After finding the line containing "## 📋 Summary" below, please output that line and each following one through the line containing "https://github.com/pieforproviders/pieforproviders/issues/561", exactly as written.

===== Supplied material =====

Issue #561, opened 2020-11-16
Convert the SubsidyRuleAssociator to a background job


katelovescode:
## 📋 Summary
When we import CSVs we'll be associating a lot of children to SubsidyRules, we should do that as a background job

## 💻 Implementation Details

- I'd like to investigate Resque before I settle on Sidekiq

## 🧐 Why tho

Speed

PR #631, opened 2020-12-05
Move subsidy rule association to a background job

arku:

https://github.com/pieforproviders/pieforproviders/issues/561

## 🍂 Before You Submit

* [ ] Did you write tests?

## 🛷 Deployment

* [ ] Data Migrations
* [ ] Schema Migrations
* [ ] Dependencies

## 🧳 Steps to test

Run `foreman start` and create a child with a business in IL from from the rails console.


katelovescode (changes requested):
This is a good start, couple implementation tweaks:
- can we enable the dashboard engine? https://github.com/bensheldon/good_job#execute-jobs-async--in-process
- can we run jobs async with the web server rather than a separate process?  I know Heroku resources get expensive fast: https://github.com/bensheldon/good_job#execute-jobs-async--in-process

=====

### Task solution
## 📋 Summary
When we import CSVs we'll be associating a lot of children to SubsidyRules, we should do that as a background job

## 💻 Implementation Details

- I'd like to investigate Resque before I settle on Sidekiq

## 🧐 Why tho

Speed

PR #631, opened 2020-12-05
Move subsidy rule association to a background job

arku:

https://github.com/pieforproviders/pieforproviders/issues/561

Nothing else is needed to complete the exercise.